■ Task to complete ■
Work out how many lines of the listing hold "opened" and return that number by itself.

■ Available data ■
- Opening Delimiter -
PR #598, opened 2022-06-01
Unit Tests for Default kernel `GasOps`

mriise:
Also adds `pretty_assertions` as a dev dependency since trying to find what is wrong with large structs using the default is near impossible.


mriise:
- Closing Delimiter -
- Opening Delimiter -
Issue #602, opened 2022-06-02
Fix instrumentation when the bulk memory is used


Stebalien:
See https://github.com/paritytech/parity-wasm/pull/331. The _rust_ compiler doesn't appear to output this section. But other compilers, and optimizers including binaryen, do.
- Closing Delimiter -
■ Solved problem ■
2